Mit dem Begriff „Erfolg” bin ich ein bisschen vorsichtig. Das steckt immer gleich auch so ein Leistungsaspekt dahinter.
Die Wechseljahre werden ja individuell ganz unterschiedlich erlebt und so kommt jede Frau mit ihrem eigenen Thema. Die eine möchte die anstehende Ausschabung der Gebärmutter vermeiden und auf natürlichem Wege versuchen, die zu hohe Schleimhaut zu reduzieren und die andere möchte von diesen Sturzblutungen runterkommen. Wiederum eine andere hat eine Autoimmunkrankheit und die Schulmedizin konnte ihr nur bis hierhin helfen. Viele Frauen nervt auch der größer gewordene Bauchumfang oder insgesamt die Zunahme an Körpergewicht. Und andere wollen sich einfach gesünder ernähren, aber wissen bei all den Angeboten da draußen nicht, was denn jetzt wirklich gesund ist und was sie besser lassen sollten. Es kommen auch Frauen, denen es in der Gruppe leichter fällt, Gewohntes auszugeben, als alleine.
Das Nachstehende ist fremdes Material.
PR #2574, opened 2022-03-13
fix RendDesc::get_pixels_to_world_matrix() contents

rodolforg:


ice0:
This method doesn't seem to be used anywhere. Are you planning to use it? Maybe we can just delete it?

rodolforg:
> Are you planning to use it?

Yes. And it took me one day to find that was the problem :'(

ice0 (approved):

ice0:
Merged. Thank you!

Ich bitte immer am Ende um Feedback zum Kurs. Mittlerweile haben sich auch 94 Frauen auf Trustpilot zu NOBODYTOLDME geäußert. Die meisten davon sind Teilnehmerinnen des Body Reset Kurses. Wir erhalten dort 4,9 von 5 Sternen, was mich natürlich riesig freut.
Was rätst Du Frauen, die merken dass sie doch schon vor ihrem 50sten Lebensjahr in den Wechseljahre (Perimenopause) sind und etwas unsicher sind was jetzt zu tun ist?
Es sind ja fast alle Frauen schon vor dem 50. Geburtstag in der Perimenopause. Zum Glück haben nicht alle Beschwerden. Vor allem diejenigen mit einer Hormonspirale oder der Pille merken meist kaum etwas. Das ist jetzt aber keine Empfehlung für Progesteronderivate.
Ich wünsch mir für alle Frauen, dass sie keine Angst vor den Wechseljahren haben. Angst ist eine schlechte Beraterin. Ich wünsch mir für sie, dass sie gut aufgeklärt und sich selbst wertschätzend durch die Wechseljahre gehen. Daraus ergibt sich alles andere. Sie werden dann spätestens jetzt anfangen, Stress zu reduzieren, sich gesünder zu ernähren, sich regelmäßig zu bewegen und insgesamt achtsamer mit sich umzugehen. Ich wünsche ihnen auch, dass sie eine erfahrene Gesundheitsberaterin an ihrer Seite haben. Denn die wird die ein oder andere in den nächsten Jahren brauchen.
Und wenn es ihnen gut geht, dann brauchen sie außer der regelmäßigen Vorsorge nichts weiter zu tun. Die Wechseljahre sind ja keine Krankheit per se und ein Drittel von uns hat auch überhaupt keine gesundheitlichen Probleme damit.
„Ich wünsch mir für alle Frauen, dass sie keine Angst vor den Wechseljahren haben. Angst ist eine schlechte Beraterin. Ich wünsch mir für sie, dass sie gut aufgeklärt und sich selbst wertschätzend durch die Wechseljahre gehen.“
Was würdest Du heute Deinem 40jährigem Ich sagen?
Du kannst alles schaffen, wenn Du an dich glaubst.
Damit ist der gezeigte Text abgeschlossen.